Historical and Legal Foundations for Chaplaincy

Our Work of the Chaplain passage of Scripture for this episode is 1 John 3:17-18 which says, “But whoso hath this world’s good, and seeth his brother have need, and shutteth up his bowels of compassion from him, how dwelleth the love of God in him? My little children, let us not love in word, neither in tongue; but in deed and in truth.”

Our Work of the Chaplain quote for this episode is from Erwin Lutzer. He said, “Christianity demands a level of caring that transcends human inclinations.”

In this podcast, we are going through the fine book: “The Work of the Chaplain” by Naomi K. Paget and Janet R. McCormack.

Our topic today is “Historical and Legal Foundations for Chaplaincy.”

The development of chaplain ministry has its roots in ancient history. Religious men and women often accompanied armies into battle as priests. In Judeo-Christian history, from the settlement of Canaan through the period of the judges, spiritual leaders provided encouragement and compassionate care to people who were constantly in crisis. Chaplains sailed with Sir Francis Drake in the sixteenth century and fought with George Washington during the Revolutionary War. They prayed through human suffering, encouraged in despair, and officiated over ceremonial events. They have counseled and consulted for kings, parliaments, and governments — for the incarcerated, the sick, and the disenfranchised.

Today, chaplains are found in many settings — military, healthcare, law enforcement, institutions, business and industry, resorts, racetracks, gambling casinos, job corps, shelters, rescue missions, professional sports teams, factories, and corporations. Placement is limited only by a lack of imagination.

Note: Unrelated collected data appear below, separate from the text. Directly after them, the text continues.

PR #2378, opened 2024-08-26
Make E2E tests pass and add trace msg when runtime installation is required

sgrebnov:
## 🗣 Description

1. Disable MySQL quick start E2E
2. Disable DuckDB file mode acceleration E2E
3. Add trace msg when runtime installation is required

### DIFF
--- a/.github/workflows/e2e_test_ci.yml
+++ b/.github/workflows/e2e_test_ci.yml
@@ -365,7 +365,7 @@ jobs:
         if: matrix.target.target_os == 'linux'
         run: |
           sudo apt-get update
-          sudo apt-get install -y mysql-server
+          sudo apt-get install -y mysql-server=8.4*
           sudo systemctl start mysql.service
           sleep 5
           mysql -uroot -proot -e "CREATE USER test_user@localhost IDENTIFIED BY 'password';"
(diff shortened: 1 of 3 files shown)


bin/spice/pkg/runtime/runtime.go
```diff
@@ -41,6 +41,7 @@ func EnsureInstalled(flavor string) (bool, error) {
 	shouldInstall := false
 	var upgradeVersion string
 	if installRequired := rtcontext.IsRuntimeInstallRequired(); installRequired {
+		fmt.Println("Runtime installation is required")
```
lukekim:
```suggestion
		fmt.Println("Spice runtime installation required")
```

lukekim (dismissed):

Jeadie (approved):

.github/workflows/e2e_test_ci.yml
```diff
@@ -621,12 +622,14 @@ jobs:
...
         run: |
-          killall spice
+          killall spice || true
           cat spice.log
 
   test_local_acceleration:
     name: 'Test acceleration on ${{ matrix.target.name }} using ${{ matrix.acceleration.engine }}'
     runs-on: ${{ matrix.target.runner }}
+    env:
+      HOME: ${{ github.workspace }}
```
Sevenannn, line 632: Why is the `env: HOME: ${{ github.workspace }}` is used instead of `HOME=$GITHUB_WORKSPACE` here

sgrebnov: Moved on job level so Spice runtime (spiced) is installed/placed to the right folder (where spice cli will expect it to find). GITHUB_WORKSPACE was added due to write permission issue. We will be able to remove this as we've switched where spice data folder is located (not at HOME anymore)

Chaplains come from a variety of faiths, professions, and ministries. They may be laity — men and women who respond to God’s call to provide care and compassion to hurting people in their communities or through specific organizations. They may be ordained clergy, counselors, teachers, social workers, or psychologists. Chaplains may also be full-time vocational ministers, committed to spiritual care through an institution. Chaplains function as an extension of the church, hired by an institution, providing ministry to the institution and its employees and clients.